Our only option was to bring the horses home to our farm in Virginia. All we had was hay fields - no fences, no barn; nothing to accommodate horses at all. But we began to make a plan.
I never thought I'd be so happy to give up such a lovely farm as we had in North Carolina. But I was. I had to get out; I had to escape the place. It had become a curse to me. The negativity there was like a cloud. I felt like I was always being watched. There was no peace, and I started to hate it - in spite of all it's outward loveliness.
Because of the terms of his arrest and upon the advice of our excellent attorney, Kevin stayed far away from the farm. Meanwhile, I was left to move everything alone. I started packing stuff out - you have no idea how much stuff can be accumulated in a barn in 8 years! Tons of stuff.... in addition to this, I had a list of repairs from the landlord that he insisted I complete in 30 days - alone. Stuff I had no clue how to do - high tinsle fencing, gutter repairs, post and rail fencing. The landlord - who had in previous years been very friendly to us, even calling us "family" and always saying how much he "loved" us like family, turned into a real jackass and was nasty to me, despite the fact that he was the reason, and he knew it!, that I was doing all this work on my own. In the end, my Dad came to my rescue and we got the work done - along with help from other family members and close friends. Much of the work was damage caused by the lying, rotten tenant - who on one occasion "blacked out" on the tractor while mowing in my riding arena (which he was not asked to do) and ran into the gate post; breaking the gate off with the gatepost and taking two sections of fence boards along with it. The truth is, he was ignorant and careless while operating the tractor and miscalculated the width of the mower. He never offered to fix it; so the landlord ended up yelling at me about this. And my Dad and I fixed it. And on another occasion, the tenant was again on the tractor (he was not asked to mow our horse pastures) and bush hogged over a loose strand of high tensle fence wire that had come loose in a recent flood. (The pasture is right next to a large creek; and every time the creek floods it totally covers the pasture and fence.) The fence was wrecked, but of course he never did anything about it. The landlord yelled at me about it, and blamed my horses; even though the fence wire was left tangled in the blades of the bush hog for all to see plainly. Nevertheless, my Dad and I fixed that, too. And other things that were caused by my horses, admittedly. I've never had someone who called me "friend" and claimed to think of me as "family" turn on me like this guy did. He is a hateful, mean, and hypocritical person, obviously. And I can't believe I wasted so many good years putting up with him and wasting time keeping up his place for him.

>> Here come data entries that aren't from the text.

PR #858, opened 2019-01-18
Fix bug where PerfView fails to launch.

vancem:
We added code to give windows owners (so that windows end up on a related screen when using multiple screens)
However it turns out you can't give a window an owner if the owner was never display, and we do precisely this
when we pop a EULA dialog on startup.  This causes a silent crash (because the normal windows to display errors
also fail).    Fix this by catching errors and proceeding without setting owners.

Also updated to use a newer SupportFiles (this just adds a PDB), and update the PerfView version number.

### DIFF
--- a/src/PerfView/GuiUtilities/WindowBase.cs
+++ b/src/PerfView/GuiUtilities/WindowBase.cs
@@ -17,7 +17,7 @@ namespace PerfView
         {
             if (parentWindow != null)
             {
-                // Try to set the owner, but it might fail (if the window has never been displayed)
+                // Try to set the owner, but it might fail (e.g. if parentWindow has never been displayed)
                 // give up setting the owner in that case (it is not critical to have an owner)  
                 try
                 {
--- a/src/PerfView/GuiUtilities/WindowBase.cs
+++ b/src/PerfView/GuiUtilities/WindowBase.cs
@@ -15,8 +15,17 @@ namespace PerfView
 
         public WindowBase(Window parentWindow)
         {
-            Owner = parentWindow;
-            WindowStartupLocation = WindowStartupLocation.CenterOwner;
+            if (parentWindow != null)
+            {
+                // Try to set the owner, but it might fail (if the window has never been displayed)
+                // give up setting the owner in that case (it is not critical to have an owner)  
+                try
+                {
+                    Owner = parentWindow;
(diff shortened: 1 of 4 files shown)


src/PerfView/GuiUtilities/WindowBase.cs
```diff
@@ -15,8 +15,17 @@ public class WindowBase : Window
...
+            if (parentWindow != null)
+            {
+                // Try to set the owner, but it might fail (if the window has never been displayed)
+                // give up setting the owner in that case (it is not critical to have an owner)  
+                try
+                {
+                    Owner = parentWindow;
+                    WindowStartupLocation = WindowStartupLocation.CenterOwner;
+                }
+                catch (System.Exception) { }
```
sharwell: ❓ Can we be more specific about the exception type?

src/PerfView/GuiUtilities/WindowBase.cs
```diff
@@ -15,8 +15,17 @@ public class WindowBase : Window
 
         public WindowBase(Window parentWindow)
         {
-            Owner = parentWindow;
-            WindowStartupLocation = WindowStartupLocation.CenterOwner;
+            if (parentWindow != null)
+            {
+                // Try to set the owner, but it might fail (if the window has never been displayed)
```
sharwell: ❔ Is `window` here referring specifically to `parentWindow`? If so, it may help to do this:

```suggestion
                // Try to set the owner, but it might fail (e.g. if parentWindow has never been displayed)
```

src/PerfView/GuiUtilities/WindowBase.cs
vancem: The exception that is thrown in the case that caused the issue is an InvalidOperationException.  However the logic goes for any error.    I do understand that assuming that other exceptions don't corrupt state is a risk, but most of that risk is mitigated by the runtime treating 'corruption state exceptions' as uncatchable.   There is risk either way, and I guess I expecting that the likelihood of a truly corrupting state when all you are doing is setting the owner is unlikely (but the possibility of other exceptions (like null reference exceptions) being higher likelihood.

vancem:
I did look around for somethign that woudl have said 'no yet opened' or something like that.   I did not see anything.  It may be there, but I did not find it.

We put up a temporary paddock on a chunk of our back yard and hayfield, and I brought my horses home.
Where I can look out my kitchen window and see them graze. Where I can step out to the back yard and holler at them and wave and they look up and nicker at me. Home.

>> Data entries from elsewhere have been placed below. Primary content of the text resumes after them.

PR #870, opened 2019-02-05
Remove Span to avoid adding Memory.dll dependency

mpeyrotc:
Could not build Perfview locally. Making PR to get review.

### DIFF
--- a/src/EtwClrProfiler/ETWClrProfilerX64.vcxproj
+++ b/src/EtwClrProfiler/ETWClrProfilerX64.vcxproj
@@ -26,7 +26,7 @@
     <CharacterSet>Unicode</CharacterSet>
   </PropertyGroup>
   <PropertyGroup>
-    <PlatformToolset>v142</PlatformToolset>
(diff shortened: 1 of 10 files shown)


mpeyrotc:
We understand that System.Memory.dll is present in Roslyn and this would make Span<T> available in regular VS. However, the reason we don't want to add it is that Roslyn is not available in the remote debugger, hence the dependency would need to be added. At this current stage that would be a big issue for us.

vancem:
Sam, I am OK with putting Read back to use an array, offset, length.    It is actually kind of 'par for the course' that existing libraries can't aggressively use new data types because of dependency issues'.   From a Pay for play perspective, Read() for StreamReaders is a VERY rare API, and so to take a dependency on a new DLL for it is got poor pay-for-play characteristics (everyone pays for the dependency, very few benefit from the API being there).   The alternative (very few people need to use a slightly less elegant API, but we avoid any dependency issues), has good pay-for-play characteristics.

PR #871, opened 2019-02-06
Enable user-defined path conversion

nonmanager:
TraceEvent automatically converts kernel paths found in ETW events
to user paths. Depending on the available input, the conversion can
end up being inaccurate. For example, in real-time ETW sessions,
the conversion will fail for events originating from a drive inserted
after the session started (such as a USB key).

The patch enables the user to specify explicitly how path conversion
should be done by setting KernelPathToUserPathMapper. For instance,
if set to the identity function, no conversion is done and the
original kernel paths from the events are exposed.


vancem:
Looks good to me.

After the months of negative, hateful, deceitful, conniving, malicious behavior that added up to pushing us out, I was finally able to breathe again; think again; plan, hope, dream, and feel somewhat normal - instead of judged, demonized, hated, smeared, and cheapened.
We had our day in court, and our excellent attorney was able to get the charge against Kevin totally dropped - because it was an utter misconstrued lie. We didn't even pay any fines or court costs. It was totally erased.
So here was are at home with our horses - not as grand as the Milton barn, but 100 times better because it's home and it's ours and nobody can spy on us, or push us around anymore.
I will share more in the coming days. Getting everything "out" and off my chest helps me get it behind me. Thank you for reading. But even if nobody reads this; it's mainly about me being able to get it out. Readers are a bonus. So if you're still here - thank you. :)
Photos: Leveling the spot for the new equipment shed, putting in fence posts, and my babies at home in their new "temporary" paddock. All of this was August 2015.